光輝先輩の目は同情に染まっていた。潤んだ瞳で、美優を捉えている。

慶太はどこまで話したのだろう?
そんな事が頭を過る。




「同情しに来たの?やめてよね。」

キツイ言い方をしてしまう。だけど、自分が抑えられない。

同情して欲しい為に、慶太は光輝先輩に言ったんじゃないって事は分かっている。

だけど、そんな瞳をされると、目のやり場に困って、耐えられない。




「同情はした。
けど、その為に来たんじゃないから。
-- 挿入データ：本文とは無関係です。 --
PR #774, opened 2020-04-30
chore(dev): watch files when running karma dev

vigneshshanmugam:
+ Without this flag set to false, watch mode does not work correctly.

### DIFF
--- a/dev-utils/karma.js
+++ b/dev-utils/karma.js
@@ -68,7 +68,7 @@ const baseConfig = {
     'karma-sourcemap-loader'
   ],
   client: {
-    // clearContext: false, // make Jasmine Spec Runner output visible in browsers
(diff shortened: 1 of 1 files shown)


vigneshshanmugam:
@jahtalab Please test it, It seems to be the one that is affecting and I have spent some time yesterday figuring out but this the the closest I could get away with. 

Plus I added `clearContext: false` last time to test the output with html reporter and we dont even use it.

vigneshshanmugam:
To be honest, I tried debugging for sometime but couldn't find the the real reason or whether this was a recent change in karma itself. so just added a PR so we can rurn `karma:dev` again happily 😆

vigneshshanmugam:
Merging this PR as the Integration test issue is unrelated to the changes.

PR #787, opened 2020-05-13
feat: add first input delay span

jahtalab:
This PR includes the following:
- Adds First input delay metrics
- Refactor perf-entry-recorder
- Move bootstrap from `apm-rum` to `apm-rum-core`


packages/rum-core/test/performance-monitoring/metrics-polyfill.spec.js
```diff
@@ -0,0 +1,49 @@
...
+import {
+  polyfillFID,
+  metrics
+} from '../../src/performance-monitoring/metrics-polyfill'
+describe('metrics-polyfill', () => {
+  it('should polyfill first input delay', done => {
+    polyfillFID()
+    expect(metrics).toEqual({})
+
+    document.body.click()
```
vigneshshanmugam, line 35: Need more scenarios to account for a single final value instead of multiples.

jahtalab:
Meeting notes:
- Need to double check the visibility logic
- Investigate removing `require.cache`

packages/rum-core/src/performance-monitoring/metrics.js
```diff
@@ -93,6 +95,103 @@ function createLongTaskSpans(longtasks) {
...
+
+  eachEventType(addEventListener)
+}
+
+export function createFirstInputDelaySpan(list) {
+  const fidEntries = list.getEntriesByType(FIRST_INPUT)
+  let firstInput = fidEntries[0]
+
+  if (firstInput && !metrics.wasHidden) {
+    let { name, startTime, processingStart } = firstInput
```
vigneshshanmugam, line 184: We dont want to use the `target`? this would be useful in checking which element was responsible for the FID. 
https://wicg.github.io/event-timing/#dom-performanceeventtiming-target

packages/rum-core/src/performance-monitoring/metrics.js
```diff
@@ -215,6 +314,11 @@ export function captureObserverEntries(list, { capturePaint }) {
     result.spans.push(tbtSpan)
   }
 
+  const fidSpan = createFirstInputDelaySpan(list)
```
vigneshshanmugam, line 317: Lets follow the same semantics as other functions in this file. Please pass the entries here instead of the list. 

```
const fidEntries = list.getEntriesByType(FIRST_INPUT)
const fidSpan = createFirstInputDelaySpan(fidEntries)
```

packages/rum-core/src/performance-monitoring/metrics.js
```diff
@@ -26,12 +26,14 @@
...
   LARGEST_CONTENTFUL_PAINT,
-  FIRST_CONTENTFUL_PAINT
+  FIRST_CONTENTFUL_PAINT,
+  FIRST_INPUT
 } from '../common/constants'
 import { noop, PERF } from '../common/utils'
-import { metrics } from '../common/metrics'
 import Span from './span'
 
+export const metrics = {}
```
vigneshshanmugam, line 35: need pre initialisation of FCP here. 
```js
export const metrics = {
   fcp: 0
}
```

We use this to check TBT https://github.com/elastic/apm-agent-rum-js/blob/cac9bfc0bbd14ad52e998ae95c537591765929b9/packages/rum-core/src/performance-monitoring/perf-entry-recorder.js#L111

packages/rum-core/src/performance-monitoring/metrics.js
```diff
@@ -269,3 +373,21 @@ export class PerfEntryRecorder {
...
 }
+
+export function bootstrapMetrics() {
+  metrics.wasHidden = document.visibilityState === 'hidden'
+
+  window.addEventListener(
+    'visibilitychange',
+    () => {
+      if (document.visibilityState === 'hidden') {
+        metrics.wasHidden = true
```
vigneshshanmugam, line 384: Did you check about the use of timestamp?

packages/rum-core/src/performance-monitoring/metrics.js
```diff
@@ -269,3 +373,21 @@ export class PerfEntryRecorder {
...
+      }
+    },
+    { capture: true, once: true }
+  )
+
+  if (!isPerfEntryTypeSupported(FIRST_INPUT)) {
+    polyfillFID()
```
vigneshshanmugam, line 391: I think this polyfill wont work for libraries and works only for users who can include it on the HTML head document.

packages/rum-core/test/performance-monitoring/metrics.spec.js
```diff
@@ -0,0 +1,252 @@
...
+  metrics
+} from '../../src/performance-monitoring/metrics'
+import { LARGEST_CONTENTFUL_PAINT, LONG_TASK } from '../../src/common/constants'
+import {
+  mockObserverEntryTypes,
+  mockObserverEntryNames
+} from '../utils/globals-mock'
+import longtaskEntries from '../fixtures/longtask-entries'
+
+polyfillFID()
```
vigneshshanmugam, line 40: Include it on `polyfills.js`

packages/rum/test/node/index-export.spec.js
```diff
@@ -41,8 +41,10 @@ describe('apm base', () => {
     /**
      * Delete module cache and run bootstrap again
      */
-    delete require.cache[require.resolve('@elastic/apm-rum')]
-    delete require.cache[require.resolve('@elastic/apm-rum/dist/lib/bootstrap')]
+    let cache = require.cache
```
vigneshshanmugam, line 44: you could just do delete require.cache or set it to empty object instead of looping over

packages/rum/test/specs/index.spec.js
```diff
@@ -36,6 +36,10 @@ describe('index', function() {
   beforeEach(function() {
     originalTimeout = jasmine.DEFAULT_TIMEOUT_INTERVAL
     jasmine.DEFAULT_TIMEOUT_INTERVAL = 120000
+    let cache = require.cache
```
vigneshshanmugam, line 39: same as above.

packages/rum-core/src/performance-monitoring/metrics.js
jahtalab: We decided to use visibiltyState instead of responsiveness in a separate PR.

packages/rum/test/node/index-export.spec.js
jahtalab: @vigneshshanmugam , setting require.cache won't work, since it seems the same object ref is kept somewhere else so we have to delete its keys.

packages/rum-core/src/performance-monitoring/metrics.js
```diff
@@ -95,95 +97,13 @@ function createLongTaskSpans(longtasks) {
...
   let firstInput = fidEntries[0]
 
   if (firstInput && !metrics.wasHidden) {
-    let { name, startTime, processingStart } = firstInput
+    const { name, startTime, processingStart } = firstInput
 
-    let span = new Span('FirstInputDelay', FIRST_INPUT, { startTime })
+    const span = new Span('First Input Delay', FIRST_INPUT, { startTime })
     span.addContext({
       custom: { eventType: name }
```
vigneshshanmugam, line 108: Server intake schema doesn't have camelCased fields. Can we follow the convention and use `eventtype` instead?

packages/rum-core/src/bootstrap.js
```diff
@@ -23,19 +23,22 @@
...
-export default function bootstrap() {
+export function bootstrap() {
   if (alreadyBootstrap) {
     return enabled
   }
   alreadyBootstrap = true
 
   if (isPlatformSupported()) {
     patchAll()
+    bootstrapMetrics()
```
vigneshshanmugam, line 41: nit: can you name it something like `observeHidden` or `observeVisibility`? bootstrap doesn't even come close to what we are doing in that function.

packages/rum/test/node/index-export.spec.js
vigneshshanmugam: I am removing this test in my next PR #796 so lets not spend more time. I am good with it.

packages/rum-core/src/bootstrap.js
jahtalab: I think we should start using bootstrap (or something similar) to indicate that this function has side-effects!

vigneshshanmugam: IMO, This function doesn't have side effects, we don't add anything to global, Adding listeners are not side effecty. If you refer to `metrics` its on module scope not on global.

jahtalab: Why adding an event listener is not a side-effect? IMO, it's adding a global event therefore it's a side-effect.

packages/rum-core/src/performance-monitoring/metrics.js
jahtalab: I removed it for now, let's add it when there's a use-case for it and also the proper way would be to add it to top-level context instead of custom and define it in schema as well.

packages/rum-core/src/bootstrap.js
vigneshshanmugam: Observers are not side effect. Anyway its not a hard concern for this PR.

vigneshshanmugam:
@jahtalab Side note, please update the description of the PR.

packages/rum-core/src/bootstrap.js
jahtalab: I can't say I agree with that, as an example consider the case in which bootstrap is called twice, in that case two event listeners are going to be registered which is obviously not a correct logic. the bootstrap function indicates that the operation within it should be executed once per application.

ただ、謝り来ただけ…」

「何でも謝れば良いって、もんじゃないよ!
光輝先輩の言葉で、どれだけ傷ついた人がいると思ってるの?
ふざけないで。」

また人に八つ当たりをしてしまった。

光輝先輩が全て悪い訳ではないのに、目の前にいる人に当たり散らして、人を傷つけているのは美優なのに…

人の事言えないのに。
自分に苛立つ。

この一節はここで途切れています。